5. *Use sandbox for big core changes*: Any new features or enhancements that make changes to core classes (e.g., search phases, codecs, specialized lucene APIs) are more quickly merged if they are sandboxed. This can only be enabled on the java CLI (`-Dsandbox.enabled=true`)
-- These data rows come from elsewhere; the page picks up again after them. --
PR #286, opened 2017-10-24
DM-12207: Add color selection for photocal

PaulPrice:


include/lsst/afw/image/Calib.h
```diff
@@ -69,6 +70,55 @@ inline double fluxErrFromABMagErr(double magErr, double mag) {
...
+    }
+    return out;
+}
+
+/// Compute AB magnitude error from flux and flux error in Janskys
+template <typename T>
+ndarray::Array<T, 1> abMagErrFromFluxErr(ndarray::Array<T, 1> const& fluxErr,
+                                         ndarray::Array<T, 1> const& flux) {
+    if (flux.getNumElements() != fluxErr.getNumElements()) {
+        throw LSST_EXCEPT(pex::exceptions::LengthError, "Length mismatch");
```
parejkoj: A more explicit "Length of flux and fluxErr arrays are mismatched: XX vs. YY" might be nice.

python/lsst/afw/table/base/baseContinued.py
```diff
@@ -127,8 +127,18 @@ def __getitem__(self, key):
                 stop = len(self)
             return self.subset(start, stop, step)
         elif isinstance(key, np.ndarray):
+            if not self.isContiguous():
+                cat = self.__class__(self.table)
+                for rr, ok in zip(self, key):
```
parejkoj: This block feels somewhat magical: can we have a comment explaining how it's supposed to work?

python/lsst/afw/table/base/baseContinued.py
```diff
@@ -127,8 +127,18 @@ def __getitem__(self, key):
...
+                    if ok:
+                        cat.append(rr)
+                return cat
             return self.subset(key)
         elif isinstance(key, Key) or isinstance(key, basestring):
+            if not self.isContiguous():
+                if isinstance(key, basestring):
+                    key = self.schema[key].asKey()
+                return np.array([rr.get(key) for rr in self])
```
parejkoj: This is returning a numpy array instead of an afw table. That seems bad.

tests/test_fluxFromABMag.py
```diff
@@ -26,16 +26,18 @@
 import unittest
 import math
```
parejkoj: Do we need `math` anymore, now that you've imported numpy?

tests/test_fluxFromABMag.py
```diff
@@ -56,6 +58,20 @@ def testBasics(self):
                     abMagErr, abMag)
                 self.assertAlmostEqual(fluxErr, fluxErrRoundTrip)
 
+    def testVector(self):
+        flux = np.array([1.0, 210.0, 3210.0, 43210.0, 543210.0])
+        abMag = afwImage.abMagFromFlux(flux)
+        np.testing.assert_array_almost_equal(abMag, refABMagFromFlux(flux))
```
parejkoj: I would suggest using `self.assertFloatsAlmostEqual` for your comparisons here: it's more strict that `np.testing`.

https://developer.lsst.io/coding/python_testing.html#special-asserts

python/lsst/afw/table/base/baseContinued.py
PaulPrice: But isn't the whole idea that when you index a `Catalog` with a `Key` you do in fact get a numpy array? Or are you objecting that mutating the returned array would not mutate the `Catalog`?

PaulPrice: I would appreciate @TallJimbo's view on these changes to afw table too.

PaulPrice: If you're worried about the mutation problem I mentioned, what if we [made the returned array read only](https://stackoverflow.com/a/5541452/834250)?

parejkoj: Oh! I didn't know that these returned a numpy array instead of an afw.Table. That's somewhat surprising to me: I would expect `Thing.__getitem__[slice]` to return another `Thing`.

(thinking out loud here) But I guess `Thing[Key]` gets a column, which is like an array. That's not obvious from the alternative `return self.subset(key)`, which I had trouble finding because it's defined in C++. Maybe we should make the docstring for `__getitem__` more clear about the types of the possible return values? (says the python person who's clearly been staring at too much C++ lately...)

You are correct though that the mutation question is important: `subset` is explicitly a shallow copy, so this would cause a different behavior.

include/lsst/afw/image/Calib.h
PaulPrice: This was in a header file, and I was both being lazy and wanting to avoid the extra includes that stringifying the lengths requires. I've now moved the definitions out of the header and expanded the error string to include the lengths.

PaulPrice:
Revised according to comments.

include/lsst/afw/image/Calib.h
```diff
@@ -69,6 +70,25 @@ inline double fluxErrFromABMagErr(double magErr, double mag) {
     return std::abs(-0.4 * magErr * fluxFromABMag(mag) * std::log(10.0));
 }
 
+
+/// Compute AB magnitude from flux in Janskys
+template <typename T>
+ndarray::Array<T, 1> abMagFromFlux(ndarray::Array<T const, 1> const& flux);
```
parejkoj: As I think about it, I think these functions should be `abMagFromJansky`, to make the units very explicit (especially given RFC-356).

PaulPrice: That's an API change that would require an RFC. I would support such an RFC, but do not want to lead one, at least not now.

TallJimbo:
There two reasons why single-column array access hasn't been supported for noncontiguous catalogs thus far:
 - I was worried about sometimes returning a view and sometimes not returning a view being surprising behavior to users.  The actual usage patterns have convinced me this fear was unfounded, and returning const arrays (as you have done here) mitigates that further.
 - I didn't want users to think they were doing something efficient when they weren't.  I was originally worried about having a lot of unexpected memory allocations (because people were getting deep copies instead of views), but I think that fear was also unfounded.  However, this is definitely a problem with the Python implementation here - people will think they're doing NumPy vectorization, but they're actually writing a lot of pure-Python for loops.

So, I'm hesitant but willing to sign off on this as is, with the provision that we open an issue to move the implementation to C++.  If you have the time, I'd prefer to do that on this ticket, even if it just goes into a templated free function in the pybind11 wrappers (there isn't really a need for this functionality at all in C++, because `for` loops over records there are just as fast).

include/lsst/afw/image/Calib.h
parejkoj: Ok, that's fair. I guess we can just leave it until we throw out all of `Calib` for `PhotoCalib`.

PaulPrice:
Moved the iteration into the pybind layer.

6. *Micro-benchmark critical path*: This is a lesser known mechanism, but if you have critical path changes you're afraid will impact performance (gc, heap, direct memory, CPU) then including a [microbenchmark](https://github.com/opensearch-project/OpenSearch/tree/main/benchmarks) with your PR (and jfr or flamegraph results in the description) is a *GREAT IDEA* and will help expedite the review process.
7. *test, test, test*: pretty self explanatory ([OpenSearchTestCase](./test/framework/src/main/java/org/opensearch/test/OpenSearchTestCase.java) for unit tests, [OpenSearchIntegTestCase](./test/framework/src/main/java/org/opensearch/test/OpenSearchIntegTestCase.java) for integration & cluster tests, [OpenSearchRestTestCase](./test/framework/src/main/java/org/opensearch/test/rest/OpenSearchRestTestCase.java) for testing REST endpoint interfaces, and yaml tests with [ClientYamlTestSuiteIT](./rest-api-spec/src/yamlRestTest/java/org/opensearch/test/rest/ClientYamlTestSuiteIT.java) for REST integration tests)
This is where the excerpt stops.